There is a host at the Ranger station to answer our questions. Only problem is, he doesn’t have many answers. I ask about Stehekin Valley Ranch and their legendary cabins and 3 meals a day. He’s never eaten there. Someone else asks about the produce farm, he doesn’t know much about that either. Seems our host only knows about places that are government owned and operated.
Anyway, the shuttle shows up on time and drops a stream of fresh smelling day hikers. We are greeted by a grumpy bus driver and climb aboard with 5 or 6 other PCTers. We drive over a bumpy dirt road for 10 miles, then get on (the only) paved road and stop at the bakery. This place is privately run and serves a cornucopia of Danishes, pies, croissants, cinnamon rolls, and the like. Endless, QB, and I enter a feeding frenzy. I buy a ham and cheese, croissant, a Danish, OJ, and large latte. Endless and QB load up as well. Endless is laughing that he froze up at the counter and couldn’t order. Too many options.
We skip the bus ride to town and instead just walk the remaining 2 miles. Nice to stroll along the lake shore.
About a half-mile before town we see this cool little wooden boat. Endless is into sailing and bought a wooden one long ago to restore, but never got around to it. His brother is a sailor and lives on some island off the coast of Maine (I think). Anyway, Endless is interested and he stops to take a swim. Me, not interested. The water is cold. I carry on to walk into town.
After a few inquiries, I find the PCT camp site on top of the hill and head there. Along the way I bask in the glory of a brand new, government issued bathroom at the welcome center. It is, well, wonderful. When I finally get to the camp site, Endless and QB are there setting up. I put my tent up and head back to village to grab second breakfast/lunch. While I’m there a ferry pulls up and off-loads a 100 visitors. Seems there are 2 or 3 which are doing runs all day.
I talk to a few locals and get a flavor for the Stehekin story.
Living in the West, I know places like this have a colored history. Usually it starts with homesteaders taking up residence, killing a bunch of Native Americans, and scratching out a living. It usually ends with the government taking over all the unclaimed land then squeezing out the homesteaders one way or another.
Stehekin is in the middle of squeezing phase. When a home comes up for sale, the gov buys it and either turns it into a cabin rental or tears it down. Of course, being the government, the cabins retain their “historic nature” which means they slowly decay under coats of “Forest Service Brown” paint. The gov owned store sucks, the gov owned restaurant serves generic over-priced burgers, and some of the empty ex-commercial buildings are slowly decaying into “historic” structures.
Anyway, the place is beautiful, I hear the fishing is good, and I’d definitely put it on my list of places to return to some day.
More hikers come in and begin filling up the PCTer site. Couple of young gals I crossed on the trail show up and we get to know each other. Bugeye and Short Stop. They are doing Washington northbound, so almost done. Bugeye is a teacher in Seattle, Short Stop is an Alaskan nurse who grew up on fishing boats. Dog Bite shows up and reminds everyone his birthday is tomorrow.

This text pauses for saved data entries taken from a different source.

PR #14, opened 2023-09-11
PACTA Version Management (CRUD) + More Frontend Infrastructure

gbdubs:


cmd/server/pactasrv/conv_oapi_to_pacta.go
```diff
@@ -0,0 +1,58 @@
...
+	"fmt"
+	"regexp"
+
+	api "github.com/RMI/pacta/openapi/pacta"
+	"github.com/RMI/pacta/pacta"
+)
+
+var initiativeIDRegex = regexp.MustCompile(`^[a-zA-Z0-9_-]+$`)
+
+func initiativeCreateToPACTA(i *api.InitiativeCreate) (*pacta.Initiative, error) {
```
bcspragu, line 13: I think we've got enough overload on `PACTA` (the server, domain package, versions, etc), maybe we call the functions `fromOAPI` and `toOAPI` to indicate direction less ambiguously

cmd/server/pactasrv/initiative.go
```diff
@@ -0,0 +1,164 @@
...
+func (s *Server) CreateInitiative(ctx context.Context, request api.CreateInitiativeRequestObject) (api.CreateInitiativeResponseObject, error) {
+	err := s.createInitiative(ctx, request)
+	if err != nil {
+		e := errToAPIError(err)
+		return api.CreateInitiativedefaultJSONResponse{
+			Body:       e,
+			StatusCode: int(e.Code),
+		}, nil
+	}
+	return api.CreateInitiative200JSONResponse(emptySuccess), nil
```
bcspragu, line 22: I don't think you should need any of this `emptysucess` stuff, an empty struct should be sufficient, e.g.

```suggestion
	return api.CreateInitiative200JSONResponse{}, nil
```

cmd/server/pactasrv/initiative.go
```diff
@@ -0,0 +1,164 @@
...
+	}
+	return api.ListInitiatives200JSONResponse(result), nil
+}
+
+func (s *Server) listInitiatives(ctx context.Context, request api.ListInitiativesRequestObject) ([]api.Initiative, error) {
+	is, err := s.DB.AllInitiatives(s.DB.NoTxn(ctx))
+	if err != nil {
+		return nil, errorInternal(err)
+	}
+	return dereference(mapAll(is, initiativeToOAPI))
```
bcspragu, line 163: Instead of sprinkling `dereference` everywhere, which makes an additional copy of all the elements, why not just make `initiativeToOAPI` return a non-pointer struct?

cmd/server/pactasrv/initiative.go
```diff
@@ -0,0 +1,164 @@
...
+	if err != nil {
+		return errorInternal(err)
+	}
+	return nil
+}
+
+// Returns an initiative by ID
+// (GET /initiative/{id})
+func (s *Server) FindInitiativeById(ctx context.Context, request api.FindInitiativeByIdRequestObject) (api.FindInitiativeByIdResponseObject, error) {
+	result, err := s.findInitiativeById(ctx, request)
```
bcspragu, line 121: I understand the exported/unexported structure is to capture all the errors in one place, but I think with the structure I'm proposing, we shouldn't need it. Errors would just be handled explicitly inline

cmd/server/pactasrv/pacta_version.go
```diff
@@ -2,48 +2,164 @@ package pactasrv
...
+		e := errToAPIError(err)
+		return api.UpdatePactaVersiondefaultJSONResponse{
+			Body:       e,
+			StatusCode: int(e.Code),
+		}, nil
+	}
+	return api.UpdatePactaVersion200JSONResponse(emptySuccess), nil
+}
+
+func (s *Server) updatePactaVersion(ctx context.Context, request api.UpdatePactaVersionRequestObject) error {
```
bcspragu, line 97: As an aside, I'm glad we're finally able to have the PATCH-style update semantics we never quite got right in GraphQL, this code is really easy to read + understand

frontend/components/modal/PermissionDenied.vue
```diff
@@ -0,0 +1,37 @@
...
+    sub-header="You aren't authorized to view this page"
+    @closed="navigateBack"
+  >
+    <p>
+      It is likely that you have gotten here either by entering in an invalid
+      URL, or by clicking on a link or button that is not set up correctly.
+    </p>
+    <p>
+      If you think this is a bug (something that you should have access
+      to), or if you want to let us know how you got here, please file a bug.
```
bcspragu, line 29: Instead of `file a bug`, which our European civil servant end-users might not understand, I'd link to a `contact us` page or email alias that we can fill in later

frontend/pages/admin.vue
```diff
@@ -0,0 +1,11 @@
+<script setup lang="ts">
+definePageMeta({
+  middleware: 'admin'
+})
+</script>
+
+<template>
+  <div>
+    <NuxtPage />
+  </div>
```
bcspragu, line 10: I think you can drop the wrapping `div` here. If not, you should be able to use `template` instead

frontend/pages/admin/pacta-version/[id].vue
```diff
@@ -0,0 +1,110 @@
...
+
+const router = useRouter()
+const { pactaClient } = useAPI()
+const { error: { withLoadingAndErrorHandling, handleOAPIError } } = useModal()
+const { fromParams } = useURLParams()
+
+const id = presentOrCheckURL(fromParams('id'))
+
+const prefix = 'admin/pacta-version/[id]'
+const persistedPactaVersion = useState<PactaVersion>('totally different???')
```
Comment (bcspragu) [inline frontend/pages/admin/pacta-version/[id].vue:12]: Probably not the state name we want

frontend/pages/admin/pacta-version/[id].vue
```diff
@@ -0,0 +1,110 @@
...
+)
+const saveChanges = () => withLoadingAndErrorHandling(
+  () => pactaClient.updatePactaVersion(id, changes.value)
+    .then(handleOAPIError)
+    .then(() => { persistedPactaVersion.value = pactaVersion.value })
+    .then(() => router.push('/admin/pacta-version')),
+  `${prefix}.saveChanges`
+)
+
+// TODO(#13) Remove this from the on-mounted hook
```
Comment (bcspragu) [inline frontend/pages/admin/pacta-version/[id].vue:47]: Is the idea that SSR requests aren't currently working? If so, you'll want to update either the `useAPI` composable or underlying plugin to forward the `cookie` header, more or less like we do for AS: https://github.com/Silicon-Ally/AdventureScientists/blob/2b36eafd856949c1e0eaec48c5c07a4004aff092/frontend/plugins/graphql.ts#L62-L68

You'd set it using this: https://github.com/RMI-PACTA/app/blob/7e9e07aacec85441638b33249e75e0481444c54d/frontend/openapi/generated/pacta/PACTAClient.ts#L28

frontend/pages/admin/pacta-version/new.vue
```diff
@@ -17,7 +17,7 @@ const pactaVersion = useState<PactaVersion>(`${prefix}.pactaVersion`, () => ({
 
 const discard = () => router.push('/admin/pacta-version')
 const save = () => withLoadingAndErrorHandling(
-  () => pactaClient.createPactaVersion(pactaVersion.value).then(handleOAPIError),
+  () => pactaClient.createPactaVersion(pactaVersion.value).then(handleOAPIError).then(() => router.push('/admin/pacta-version')),
```
bcspragu, line 20: Do you not want to navigate directly to the new version?

openapi/pacta.yaml
```diff
@@ -222,15 +346,7 @@ paths:
...
-                $ref: '#/components/schemas/User'
-
-        '403':
-          description: caller does not have access or user does not exist 
-          content:
-            application/json:
-              schema:
-                $ref: '#/components/schemas/Error'
-
+                $ref: '#/components/schemas/EmptySuccess'
```
bcspragu, line 349: Ah, now I understand the `emptySuccess`. Pretty sure you can just leave this blank (e.g. no `content`) for actual empty success.

cmd/server/pactasrv/conv_oapi_to_pacta.go
```diff
@@ -0,0 +1,58 @@
...
+		return nil, fmt.Errorf("pactaVersionCreateToPACTA: nil pointer")
+	}
+	return &pacta.PACTAVersion{
+		Name:        p.Name,
+		Digest:      p.Digest,
+		Description: p.Description,
+	}, nil
+}
+
+func ifNil[T any](t *T, or T) T {
```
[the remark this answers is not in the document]
gbdubs: rofl. Done.

cmd/server/pactasrv/conv_oapi_to_pacta.go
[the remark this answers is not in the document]
gbdubs: The reason I was thinking of doing it this way was so that the `conv` mehtods could access the same set of `errorXYZ` methods + error responses. WDYT?

cmd/server/pactasrv/conv_oapi_to_pacta.go
gbdubs: SGTM

cmd/server/pactasrv/initiative.go
gbdubs: GC done.

cmd/server/pactasrv/initiative.go
gbdubs: GQ - this is because In some contexts a nil input to a conv package should yield a nil result, and sometimes it should yield an error. By defaulting to the more lenient version, then making that requirement explicit in a wrapper method, we make the conv package not include bizlogic about which conversions are expected to always be present.

cmd/server/pactasrv/pacta_version.go
gbdubs: Totally agreed. I feel like in this way (and many others) this project is reaping benefits of the paradigms we didn't enjoy previously.

frontend/components/modal/PermissionDenied.vue
gbdubs: SGTM. Done.

frontend/pages/admin.vue
gbdubs: SG

frontend/pages/admin/pacta-version/[id].vue
Comment (gbdubs) [reply frontend/pages/admin/pacta-version/[id].vue:12]: Lol thanks. I had a very very odd bug where these kept going back into sync.

frontend/pages/admin/pacta-version/[id].vue
Comment (gbdubs) [reply frontend/pages/admin/pacta-version/[id].vue:47]: Yep - that's essentially what I assume is happening. I've copied this suggestion into the bug, and I'll be following up shortly.

frontend/pages/admin/pacta-version/new.vue
gbdubs: Nope - the new version is essentially the page we were on (i.e. just contains the editor). This will bring them back to see their new version in context.

cmd/server/pactasrv/error.go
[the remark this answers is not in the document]
gbdubs: OK I think I've come up with an approach you will find acceptable here! WDYT?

In the evening we all sit around and talk about completing the hike. What does it mean? What is everyone doing next? How to rejoin mainstream society. Interesting stuff, but like hiking, the answers must come from within. The circle of folks is next to my tent and keeps expanding as darkness falls. I lay down and keep the doors opened listening to the steady trickle of funny stories, side conversations, jokes, etc. Today is Sunday. Tomorrow the Post Office will open, folks will resupply, and take off. This is the last time I’ll be in a thru-hiker circle like this. I just want to savor it. I slowly drift off to the sound of laughter.